Information shown section start
PR #904, opened 2026-08-25
[4/N] Add the Swift install and retire the Objective-C front end

### LINKED ISSUE #886: Replace the Objective-C front end with a Swift-native API
KSCrash's public surface is Objective-C, and after years of accretion it carries a lot of machinery that most integrations never really need: installations, the filter and sink chain, pipelines, filter sets, and the plumbing that ties them together. It is flexible, but that flexibility comes at the cost of a large, indirection-heavy API where the simple thing, install and then send, is buried under configurable abstractions.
Information shown section end
• **Brief**
Please give again only the lines from the start of the material through the line holding "### LINKED ISSUE", exactly as they are written.

• **Answer box**
PR #904, opened 2026-08-25
[4/N] Add the Swift install and retire the Objective-C front end

### LINKED ISSUE #886: Replace the Objective-C front end with a Swift-native API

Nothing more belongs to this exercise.